Extracted data entries
PR #2609, opened 2018-04-10
add json utility

928PJY:


src/docfx/lib/JsonUtililty.cs
```diff
@@ -0,0 +1,104 @@
...
+using Newtonsoft.Json.Serialization;
+
+namespace Microsoft.Docs
+{
+    /// <summary>
+    /// Provide Utilities of Json
+    /// </summary>
+    public static class JsonUtililty
+    {
+        private static readonly ThreadLocal<JsonSerializer> s_defaultSerializer = new ThreadLocal<JsonSerializer>(
```
yufeih: This does not need to be ThreadLocal. JsonSerializer is thread safe here.

src/docfx/lib/JsonUtililty.cs
```diff
@@ -0,0 +1,104 @@
...
+
+        /// <summary>
+        /// Serialize an object to TextWriter
+        /// </summary>
+        public static void Serialize(TextWriter writer, object graph, bool isStable = false, Formatting formatting = Formatting.None, JsonSerializer serializer = null)
+        {
+            var localSerializer = serializer ?? s_defaultSerializer.Value;
+            if (isStable)
+            {
+                localSerializer.Formatting = Formatting.Indented;
```
yufeih: Do not mutate the state of localSerializer. you can use `JsonConvert.SerializeObject`

928PJY: good point, but `JsonConvert.SerializeObject` can not a take `TextWriter` but only `Object`.
will reset `localSerializer.Formatting` after using it

---
In reply to: [180296892](https://github.com/dotnet/docfx/pull/2609#discussion_r180296892) [](ancestors = 180296892)

src/docfx/lib/JsonUtililty.cs
```diff
@@ -0,0 +1,104 @@
...
+
+        private static readonly JsonMergeSettings s_jsonMergeSettings = new JsonMergeSettings
+        {
+            MergeArrayHandling = MergeArrayHandling.Replace,
+        };
+
+        /// <summary>
+        /// Serialize an object to TextWriter
+        /// </summary>
+        public static void Serialize(TextWriter writer, object graph, bool isStable = false, Formatting formatting = Formatting.None, JsonSerializer serializer = null)
```
vicancy: >isStable [](start = 75, length = 8)

what does "stable" mean? do we need such concept?

928PJY: stable means stable(ordered) output, which is a config item in ops-cli,

---
In reply to: [180306534](https://github.com/dotnet/docfx/pull/2609#discussion_r180306534) [](ancestors = 180306534)

vicancy: Is this really a need? or should we always keep it stable?

---
In reply to: [180314569](https://github.com/dotnet/docfx/pull/2609#discussion_r180314569) [](ancestors = 180314569,180306534)

src/docfx/lib/JsonUtililty.cs
```diff
@@ -0,0 +1,109 @@
...
+                NullValueHandling = NullValueHandling.Ignore,
+                ReferenceLoopHandling = ReferenceLoopHandling.Serialize,
+                Converters =
+                {
+                    new StringEnumConverter { CamelCaseText = true },
+                },
+                ContractResolver = new CamelCasePropertyNamesContractResolver(),
+            };
+
+        private static readonly JsonMergeSettings s_jsonMergeSettings = new JsonMergeSettings
```
vicancy: >s_jsonMergeSettings [](start = 50, length = 19)

not used?

src/docfx/lib/JsonUtililty.cs
928PJY: stable is just for diff tools, always keep is stable will  bring additional cost


---
In reply to: [180316156](https://github.com/dotnet/docfx/pull/2609#discussion_r180316156) [](ancestors = 180316156,180314569,180306534)

src/docfx/lib/JsonUtililty.cs
```diff
@@ -0,0 +1,108 @@
...
+            if (isStable)
+            {
+                localSerializer.Formatting = Formatting.Indented;
+                try
+                {
+                    localSerializer.Serialize(writer, Stablize(JToken.FromObject(graph, localSerializer)));
+                }
+                finally
+                {
+                    localSerializer.Formatting = Formatting.None;
```
OsmondJiang: >Formatting = Formatting.None [](start = 36, length = 28)

how do you know the original formatting is None?

Issue #2582, opened 2018-04-02
YamlUtility


vicancy:
One idea is to stream with `YamlSerialization` and parse with `Newtonsoft.Json`

PR #2626, opened 2018-04-12
add yaml utility

928PJY:
#2582


src/docfx/lib/YamlUtility.cs
```diff
@@ -0,0 +1,162 @@
...
+                    {
+                        arr.Add(ToJson(item));
+                    }
+                    return arr;
+                }
+                throw new NotSupportedException($"Unknown yaml node type {node.GetType()}");
+            }
+        }
+
+        class JsonContractResolver : DefaultContractResolver
```
yufeih: This ContractResolver was to support deserializing into readonly fields and properties in the form of:

- public readonly string Field
- public string GetOnlyProperty { get; }

Since our style does not encourage *readonly fields*, lets drop *readonly fields* and add the following property tests:

1. Can deserialize into get only property
2. When deserialize into get only property with default value, `null` and `undefined` does not override default value. E.g. when loading `public string A { get; } = "default"` from `{ "a": null }` or `{ }`, the result object should be `{ "a": "default" }`

vicancy: share the same logic with JsonUtility that both support readonly properties or both not...

---
In reply to: [180948737](https://github.com/dotnet/docfx/pull/2626#discussion_r180948737) [](ancestors = 180948737)

vicancy: >class [](start = 8, length = 5)

use `private sealed` class

src/docfx/lib/YamlUtility.cs
```diff
@@ -0,0 +1,162 @@
...
+                        }
+                    }
+                    return new JValue(scalar.Value);
+                }
+                if (node is YamlMappingNode map)
+                {
+                    var obj = new JObject();
+                    foreach (var (key, value) in map)
+                    {
+                        obj[key.ToString()] = ToJson(value);
```
vicancy: >key.ToString() [](start = 28, length = 14)

shall we throw when it is `string` or primitive type

test/docfx.Test/lib/YamlUtilityTest.cs
```diff
@@ -0,0 +1,213 @@
...
+
+using System.Collections.Generic;
+using System.IO;
+using System.Linq;
+
+using Xunit;
+
+namespace Microsoft.Docs
+{
+    public class YamlUtilityTest
```
vicancy: >YamlUtilityTest [](start = 17, length = 15)

add test cases covered in docfx\test\Microsoft.DocAsCode.Common.Tests\YamlSerializationTest.cs, such as
1. big integer
2. anchors support

src/docfx/lib/YamlUtility.cs
```diff
@@ -0,0 +1,162 @@
...
+            var stream = new YamlStream();
+
+            stream.Load(reader);
+            if (stream.Documents.Count != 1)
+            {
+                throw new NotSupportedException("Does not support mutiple YAML documents");
+            }
+            return ToJson(stream.Documents[0].RootNode);
+
+            JToken ToJson(YamlNode node)
```
vicancy: >ToJson [](start = 19, length = 6)

let's move this out to a private method :blush:

test/docfx.Test/lib/YamlUtilityTest.cs
```diff
@@ -0,0 +1,213 @@
...
+            Assert.Equal("ItemA", value.ValueList[0]);
+            Assert.Equal("True", value.ValueList[1]);
+            Assert.Equal("3", value.ValueList[2]);
+            Assert.Equal("ItemB", value.ValueList[3]);
+            Assert.Equal((long)2, value.ValueBasic.B);
+            Assert.Equal("Good3!", value.ValueBasic.C);
+            Assert.Equal(false, value.ValueBasic.D);
+        }
+
+        public class BasicClass
```
OsmondJiang: > public class BasicClass [](start = 7, length = 24)

please notice the build warnings, u can disable it or follow it

 CA1034

src/docfx/lib/YamlUtility.cs
928PJY: there is not a way to deserialize a get-only property, because there is not a setter for this property, value cannot be set to this property even if we set `Writable` to true.

---
In reply to: [180956068](https://github.com/dotnet/docfx/pull/2626#discussion_r180956068) [](ancestors = 180956068,180948737)

PR #2627, opened 2018-04-12
add file glob

928PJY:
#2584

### DIFF
--- a/src/docfx/lib/FileGlob.cs
+++ b/src/docfx/lib/FileGlob.cs
@@ -1,0 +1,101 @@
+// Copyright (c) Microsoft. All rights reserved.
+// Licensed under the MIT license. See LICENSE file in the project root for full license information.
+
+using System.Collections.Generic;
+using System.IO;
+using System.Linq;
+
+namespace Microsoft.Docs
+{
+    public class FileGlob
+    {
+        public static IEnumerable<string> GetFiles(string cwd, IEnumerable<string> patterns, IEnumerable<string> excludePatterns, GlobMatcherOptions options = GlobMatcher.DefaultOptions)
+        {
+            // If there is no pattern, nothing will be included
+            if (patterns == null) return Enumerable.Empty<string>();
+            if (string.IsNullOrEmpty(cwd)) cwd = Directory.GetCurrentDirectory();
+
+            IEnumerable<GlobMatcher> globList = patterns.Select(s => new GlobMatcher(s, options));
+            IEnumerable<GlobMatcher> excludeGlobList = Enumerable.Empty<GlobMatcher>();
+            if (excludePatterns != null)
+                excludeGlobList = excludePatterns.Select(s => new GlobMatcher(s, options));
+            return GetFilesCore(cwd, globList, excludeGlobList);
+        }
+
+        private static IEnumerable<string> GetFilesCore(string cwd, IEnumerable<GlobMatcher> globs, IEnumerable<GlobMatcher> excludeGlobs)
+        {
+            if (!Directory.Exists(cwd)) yield break;
+            foreach (var file in GetFilesFromSubfolder(cwd, cwd, globs, excludeGlobs))
+            {
+                yield return NormalizeToFullPath(file);
+            }
+        }
+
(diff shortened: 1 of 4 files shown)


herohua:
@928PJY , can you highlight the difference from v2? It would help people review more efficiently. Thanks!

src/docfx/lib/FileGlob.cs
```diff
@@ -0,0 +1,101 @@
...
+            // 1. root folder, e.g. E:\ or /
+            // 2. sub folder, e.g. a or a/ or a\
+            return subpath.TrimStart('\\', '/');
+        }
+
+        private static string GetRelativeDirectoryPath(string parentDirectory, string directory)
+        {
+            var relativeDirectory = GetRelativeFilePath(parentDirectory, directory);
+            return relativeDirectory.TrimEnd('\\', '/') + "/";
+        }
```
OsmondJiang: why not just use Path.GetRelativePath()

src/docfx/lib/FileGlob.cs
```diff
@@ -0,0 +1,101 @@
...
+
+        private static string NormalizeToFullPath(string path)
+        {
+            return Path.GetFullPath(path).Replace('\\', '/');
+        }
```
OsmondJiang: better to use existing path utility

src/docfx/lib/GlobMatcher.cs
```diff
@@ -0,0 +1,837 @@
...
+
+using System;
+using System.Collections.Generic;
+using System.Linq;
+using System.Text;
+using System.Text.RegularExpressions;
+
+namespace Microsoft.Docs
+{
+    [Serializable]
```
OsmondJiang: >[Serializable] [](start = 4, length = 14)

what's that for?

src/docfx/lib/GlobMatcher.cs
```diff
@@ -0,0 +1,837 @@
...
+    public class GlobMatcher
+    {
+        #region Private fields
```
OsmondJiang: >#region [](start = 8, length = 7)

better to avoid region

src/docfx/lib/FileGlob.cs
```diff
@@ -0,0 +1,101 @@
...
+
+        private static bool IsMatch(string path, IEnumerable<GlobMatcher> globs, IEnumerable<GlobMatcher> excludeGlobs, bool partial)
+        {
+            foreach (var exclude in excludeGlobs)
+            {
+                if (exclude.Match(path, false)) return false;
+            }
+            foreach (var glob in globs)
+            {
+                if (glob.Match(path, partial)) return true;
```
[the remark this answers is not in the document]
superyyrrzz: I think this is by design as `!` only applies to the current pattern, not the entire include group. The usage is a bit confusing. What about stop supporting negate `!` in glob pattern? `exclude` is enough. We also doesn't mention this usage in v2 document.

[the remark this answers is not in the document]
yufeih: Yes. negate + exclude adds confusion. Let's just drop `!`

src/docfx/lib/FileGlob.cs
928PJY: there is a bug in this function:
if I call `Path.GetRelativePath("test", "test/**.md")`, it returns `test/**.md` but not `**.md`

---
In reply to: [181018217](https://github.com/dotnet/docfx/pull/2627#discussion_r181018217) [](ancestors = 181018217)

src/docfx/lib/GlobMatcher.cs
```diff
@@ -0,0 +1,845 @@
...
+{
+    [Flags]
+    public enum GlobMatcherOptions
+    {
+        None = 0x0,
+        IgnoreCase = 0x1,
+        AllowNegate = 0x2,
+        AllowExpand = 0x4,
+        AllowEscape = 0x8,
+        AllowGlobStar = 0x10,
```
OsmondJiang: >0x10 [](start = 24, length = 4)

just a ignorable suggest, 1， 1<<1, 1<<2, 1<<3 would be better for reading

**Task statement**
For the string "ValueList", filter the data and copy out each line where it occurs.

**Your solution**
+            Assert.Equal("ItemA", value.ValueList[0]);
+            Assert.Equal("True", value.ValueList[1]);
+            Assert.Equal("3", value.ValueList[2]);
+            Assert.Equal("ItemB", value.ValueList[3]);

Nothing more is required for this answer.